3.3 LZNT1

The following shows an example of LZ77 compression in which the compressed word references data that is not wholly contained in the uncompressed buffer at the time when the word is processed. In this scenario, the compressed word is processed by copying data from the start of the uncompressed target region to the end.

The following ANSI string, including the terminal NUL, is 142 bytes in length.

 F# F# G A A G F# E D D E F# F# E E F# F# G A A G F# E D D E F# E D D E E F# D E F# G F# D E F# G F# E D E A F# F# G A A G F# E D D E F# E D D

The algorithm, using the standard compression engine, produces the following hexadecimal output with a length of 59 bytes.

 0x00000000: 38 b0 88 46 23 20 00 20
 0x00000008: 47 20 41 00 10 a2 47 01
 0x00000010: a0 45 20 44 00 08 45 01
 0x00000018: 50 79 00 c0 45 20 05 24
 0x00000020: 13 88 05 b4 02 4a 44 ef
 0x00000028: 03 58 02 8c 09 16 01 48
 0x00000030: 45 00 be 00 9e 00 04 01
 0x00000038: 18 90 00

The compressed data is contained in a single chunk. The chunk header, interpreted as a 16-bit value, is 0xB038. Bit 15 is 1, so the chunk is compressed; bits 14 through 12 are the correct signature value (3); and bits 11 through 0 are decimal 56, so the chunk is 59 bytes in size.

The next byte, 0x88, is a flag byte. Bits 0, 1, and 2 of this byte are clear, so the next 3 bytes are not compressed. They are 0x46 ('F'), 0x23 ('#'), and 0x20 (a space). The output stream now contains "F# ".

Bit 3 of the flag byte is set, however, so the next two bytes are part of a compressed word; in this case, that word is 0x2000. Here, the offset from the start of the uncompressed data, U, is 3 bytes; there is no value M such that M >= 4 and 2M-1 < U, so the compressed word has 4 bits of displacement and 12 bits of length. The stored displacement is 2 (0010) and the stored length is 0 (0000 0000 0000); the actual displacement is 3 (2 + 1 = 3) and the length is 3 (0 + 3 = 3). The next 3 characters of uncompressed data are "F# ", which results in an uncompressed string of length 6: "F# F# ".

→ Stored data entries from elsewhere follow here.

PR #316, opened 2023-02-17
Add pub method to call sync_styles on current entity's text

rhelmot:
This is necessary if you want to have a custom draw method that uses the text draw stuff, lol

### DIFF
--- a/crates/vizia_core/src/context/draw.rs
+++ b/crates/vizia_core/src/context/draw.rs
@@ -164,6 +164,10 @@ impl<'a> DrawContext<'a> {
         self.cache.get_opacity(self.current)
     }
 
+    pub fn sync_text_styles(&mut self) {
+        self.text_context.sync_styles(self.current, &self.style);
+    }
+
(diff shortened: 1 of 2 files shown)


geom3trik:
Is this not an implementation detail though? Should we not expose some method to render text ina custom draw and call this internally? Or I guess is it not so simple because you need entities for the buffers?

rhelmot:
uhhhhhhhhh I suppose this could be done automatically before drawing but we would need to somehow cache and then invalidate the synced status. not sure how to do that.

geom3trik:
hmmm right. I'm happy to merge this solution for now and we can come back to it if we can think of a beter solution later. Do you have an example of a custom draw function with text for how to use this? Presumably you just call it before calling `draw_text`?

rhelmot:
Yes - you need to call it before calling any of draw_text, draw_highlight, or draw_caret, and the results are valid until the text or any of its properties are updated. My main reason for not wanting to do a cache yet upon some further reasoning is that this will interact weirdly with text spans, and I would rather fast-track spans.

PR #317, opened 2023-02-18
Run cargo clippy --fix --all

sky1e:
I'd like to work on fixing clippy lints, and I thought I'd start by isolating automatic fixes into their own pull request for easier review. This is just the result of running `cargo clippy --fix --all` and then a manual review to check if any of the changes looked questionable.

Bits 4 through 6 of the flag byte are clear, so the next three bytes are literals: 0x47 ('G'), 0x20 (a space), and 0x41 ('A'). The string is now "F# F# G A". Bit 7 is set, so the next two bytes are a compressed word, 0x1000. The offset from the start of the chunk is 9 bytes, so the compressed word once again has 4 bits of displacement and 12 bits of length. The stored displacement is 1 (0001) and the stored length is 0 (0000 0000 0000); thus, the final displacement is 2 (1 + 1 = 2) and the final length is 3 (0 + 3 = 3).

This is a case in which the current uncompressed length (9 bytes) minus the displacement plus the length (10 bytes) actually exceeds the amount of uncompressed data, so character-by-character copying from the beginning of the displaced region is important. The first character is a space, so the string is "F# F# G A "; the next character is an A, resulting in "F# F# G A A"; and the next is the space that was just written, resulting in "F# F# G A A ".

The rest of the decompression proceeds similarly.

The final flag byte is located at offset 0x37. This is the 56th byte of compressed data; only three bytes remain. The flag byte is 0x01, so the next two bytes are a single compressed word. The final byte is a literal value, 0x00. The remainder of the flag byte is ignored because no data remains in the buffer.